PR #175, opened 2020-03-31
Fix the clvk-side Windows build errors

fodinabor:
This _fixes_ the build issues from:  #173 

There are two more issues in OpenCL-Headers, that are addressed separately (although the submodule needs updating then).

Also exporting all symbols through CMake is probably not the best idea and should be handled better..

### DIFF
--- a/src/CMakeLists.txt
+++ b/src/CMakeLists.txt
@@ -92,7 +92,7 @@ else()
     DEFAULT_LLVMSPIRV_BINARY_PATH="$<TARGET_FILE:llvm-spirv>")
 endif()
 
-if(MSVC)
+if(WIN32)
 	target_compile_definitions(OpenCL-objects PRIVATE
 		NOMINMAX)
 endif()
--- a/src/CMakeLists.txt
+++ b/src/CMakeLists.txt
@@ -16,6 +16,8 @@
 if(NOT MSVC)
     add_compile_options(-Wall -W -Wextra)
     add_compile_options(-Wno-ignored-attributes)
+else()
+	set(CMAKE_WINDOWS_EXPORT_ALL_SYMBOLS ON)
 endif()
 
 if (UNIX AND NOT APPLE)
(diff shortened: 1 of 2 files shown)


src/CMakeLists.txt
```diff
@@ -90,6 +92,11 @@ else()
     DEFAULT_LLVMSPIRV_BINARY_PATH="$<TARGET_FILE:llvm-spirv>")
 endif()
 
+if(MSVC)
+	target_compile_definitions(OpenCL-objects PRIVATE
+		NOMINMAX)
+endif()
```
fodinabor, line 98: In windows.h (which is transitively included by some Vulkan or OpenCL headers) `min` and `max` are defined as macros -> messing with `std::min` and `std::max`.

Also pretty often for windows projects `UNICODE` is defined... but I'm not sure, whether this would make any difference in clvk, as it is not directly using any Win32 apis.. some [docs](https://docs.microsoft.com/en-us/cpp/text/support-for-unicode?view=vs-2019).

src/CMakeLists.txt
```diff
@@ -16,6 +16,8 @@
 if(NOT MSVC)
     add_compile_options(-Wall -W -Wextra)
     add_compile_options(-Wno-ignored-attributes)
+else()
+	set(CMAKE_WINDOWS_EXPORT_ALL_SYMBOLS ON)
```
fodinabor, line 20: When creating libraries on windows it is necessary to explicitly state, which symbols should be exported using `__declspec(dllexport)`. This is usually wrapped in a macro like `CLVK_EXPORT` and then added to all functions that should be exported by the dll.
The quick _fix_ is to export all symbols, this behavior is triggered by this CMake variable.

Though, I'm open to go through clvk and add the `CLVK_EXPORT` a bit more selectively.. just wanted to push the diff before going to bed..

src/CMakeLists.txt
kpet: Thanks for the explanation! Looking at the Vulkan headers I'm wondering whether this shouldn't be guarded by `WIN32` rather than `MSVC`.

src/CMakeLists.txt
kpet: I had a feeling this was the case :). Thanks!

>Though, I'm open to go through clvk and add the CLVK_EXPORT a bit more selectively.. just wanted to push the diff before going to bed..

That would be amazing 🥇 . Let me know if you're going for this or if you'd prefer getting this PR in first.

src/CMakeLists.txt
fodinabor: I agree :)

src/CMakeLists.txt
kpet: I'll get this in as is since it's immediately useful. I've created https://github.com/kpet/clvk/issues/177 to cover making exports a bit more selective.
——
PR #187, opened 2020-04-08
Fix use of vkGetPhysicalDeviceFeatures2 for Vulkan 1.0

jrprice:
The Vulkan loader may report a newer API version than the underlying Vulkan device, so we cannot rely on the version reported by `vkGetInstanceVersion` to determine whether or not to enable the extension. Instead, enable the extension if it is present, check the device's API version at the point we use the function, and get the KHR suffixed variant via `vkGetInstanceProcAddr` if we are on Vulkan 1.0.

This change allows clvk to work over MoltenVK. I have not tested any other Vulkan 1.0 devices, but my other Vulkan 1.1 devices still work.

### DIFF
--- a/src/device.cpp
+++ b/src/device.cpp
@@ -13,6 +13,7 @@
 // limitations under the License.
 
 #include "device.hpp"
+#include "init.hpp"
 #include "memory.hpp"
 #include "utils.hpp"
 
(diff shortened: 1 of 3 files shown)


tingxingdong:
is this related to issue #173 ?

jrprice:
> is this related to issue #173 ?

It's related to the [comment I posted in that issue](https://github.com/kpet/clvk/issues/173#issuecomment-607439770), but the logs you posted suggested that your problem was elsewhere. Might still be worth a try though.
——
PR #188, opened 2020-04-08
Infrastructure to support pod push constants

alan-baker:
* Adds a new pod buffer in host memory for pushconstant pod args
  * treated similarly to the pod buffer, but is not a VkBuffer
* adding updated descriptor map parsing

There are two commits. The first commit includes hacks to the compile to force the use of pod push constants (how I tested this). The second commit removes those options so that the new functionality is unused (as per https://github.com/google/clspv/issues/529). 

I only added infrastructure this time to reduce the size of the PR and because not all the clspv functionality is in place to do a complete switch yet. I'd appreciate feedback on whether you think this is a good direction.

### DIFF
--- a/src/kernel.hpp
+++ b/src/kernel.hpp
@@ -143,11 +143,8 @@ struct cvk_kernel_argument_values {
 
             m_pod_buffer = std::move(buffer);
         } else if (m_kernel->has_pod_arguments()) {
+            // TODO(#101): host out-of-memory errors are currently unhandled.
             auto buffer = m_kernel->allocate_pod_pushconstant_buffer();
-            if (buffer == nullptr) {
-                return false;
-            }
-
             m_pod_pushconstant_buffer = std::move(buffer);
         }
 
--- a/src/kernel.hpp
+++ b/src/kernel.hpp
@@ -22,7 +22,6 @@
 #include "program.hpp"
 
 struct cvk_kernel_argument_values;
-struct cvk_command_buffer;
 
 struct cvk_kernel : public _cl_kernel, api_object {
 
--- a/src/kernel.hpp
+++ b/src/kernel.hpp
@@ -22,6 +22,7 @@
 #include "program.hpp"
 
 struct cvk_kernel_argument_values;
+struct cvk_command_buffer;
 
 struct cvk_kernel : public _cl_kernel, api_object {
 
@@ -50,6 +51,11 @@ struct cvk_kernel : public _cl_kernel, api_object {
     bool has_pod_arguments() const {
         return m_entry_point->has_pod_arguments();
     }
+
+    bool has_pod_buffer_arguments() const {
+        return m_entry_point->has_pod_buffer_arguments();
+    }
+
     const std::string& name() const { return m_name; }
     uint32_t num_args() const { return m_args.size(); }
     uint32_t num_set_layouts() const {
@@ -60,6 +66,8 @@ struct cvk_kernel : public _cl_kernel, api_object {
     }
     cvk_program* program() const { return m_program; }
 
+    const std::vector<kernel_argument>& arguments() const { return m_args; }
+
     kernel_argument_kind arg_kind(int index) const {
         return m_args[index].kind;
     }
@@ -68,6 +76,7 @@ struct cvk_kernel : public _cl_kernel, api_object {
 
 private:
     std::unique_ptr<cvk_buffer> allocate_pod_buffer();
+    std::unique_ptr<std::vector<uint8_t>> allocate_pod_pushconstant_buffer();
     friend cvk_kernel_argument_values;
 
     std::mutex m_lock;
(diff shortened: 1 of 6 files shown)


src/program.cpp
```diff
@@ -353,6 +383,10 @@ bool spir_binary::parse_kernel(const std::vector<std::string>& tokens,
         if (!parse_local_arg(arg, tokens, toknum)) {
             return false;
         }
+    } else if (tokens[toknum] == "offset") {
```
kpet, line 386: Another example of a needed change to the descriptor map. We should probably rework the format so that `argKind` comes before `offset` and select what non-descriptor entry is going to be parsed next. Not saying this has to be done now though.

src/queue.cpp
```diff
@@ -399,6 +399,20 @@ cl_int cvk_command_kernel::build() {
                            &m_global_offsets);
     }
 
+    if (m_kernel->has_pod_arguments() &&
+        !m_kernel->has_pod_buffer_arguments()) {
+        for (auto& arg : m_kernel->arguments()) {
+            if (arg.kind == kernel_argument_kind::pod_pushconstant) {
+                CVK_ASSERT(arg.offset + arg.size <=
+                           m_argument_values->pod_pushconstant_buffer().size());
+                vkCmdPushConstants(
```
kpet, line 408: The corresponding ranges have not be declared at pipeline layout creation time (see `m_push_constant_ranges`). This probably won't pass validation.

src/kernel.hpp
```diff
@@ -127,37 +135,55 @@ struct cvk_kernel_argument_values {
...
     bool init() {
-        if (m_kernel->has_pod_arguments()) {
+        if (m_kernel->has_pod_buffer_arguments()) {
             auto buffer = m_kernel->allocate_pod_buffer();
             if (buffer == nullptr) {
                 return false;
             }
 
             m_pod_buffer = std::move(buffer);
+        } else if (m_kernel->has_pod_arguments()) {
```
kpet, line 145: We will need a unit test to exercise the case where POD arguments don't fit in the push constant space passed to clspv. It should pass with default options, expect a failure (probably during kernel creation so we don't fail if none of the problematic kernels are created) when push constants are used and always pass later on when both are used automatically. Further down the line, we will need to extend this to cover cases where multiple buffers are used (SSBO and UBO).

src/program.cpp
——
About this task: Match on "have" and report each line of the data above that has it.

Solution:
This change allows clvk to work over MoltenVK. I have not tested any other Vulkan 1.0 devices, but my other Vulkan 1.1 devices still work.
kpet, line 408: The corresponding ranges have not be declared at pipeline layout creation time (see `m_push_constant_ranges`). This probably won't pass validation.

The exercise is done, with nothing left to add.